TASK TO COMPLETE =>
Beneath this task is a listing; tally its lines that contain "SendNotification" and give only the total.

INFORMATION =>
PR #1158, opened 2023-09-15
Rust: port transport notifications to FBS

jmillan:


worker/fbs/notification.fbs
```diff
@@ -53,20 +53,20 @@ union Body {
   FBS.Producer.SendNotification,
   FBS.DataProducer.SendNotification,
   // Notifications from worker.
-  FBS.Transport.TraceNotification,
+  Transport_TraceNotification: FBS.Transport.TraceNotification,
```
ibc, line 56: Why this?

ibc: I mean: why just here and in a very few cases below?

jmillan: Due to [Same table names in different namespaces not supported](https://github.com/planus-org/planus/issues/180).

The solution is creating an alias which adds the namespace to the type.  I'll make a PR that creates an alias for all notification and request bodies, so we are consistent, which in fact results in shorter and more consistent names, taking `FBS` out of the type name.

ibc (approved):

rust/src/router/direct_transport.rs
```diff
@@ -533,25 +525,34 @@ impl DirectTransport {
...
-                }
-            })
+                    notification::Event::DirecttransportRtcp => {
+                        let Ok(Some(notification::BodyRef::RtcpNotification(_body))) =
+                            notification.body()
+                        else {
+                            panic!("Wrong message from worker: {notification:?}");
+                        };
+
+                        // TODO.
```
nazar-pc: TODO what?

rust/src/router/direct_transport.rs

ANSWER SPACE =>
2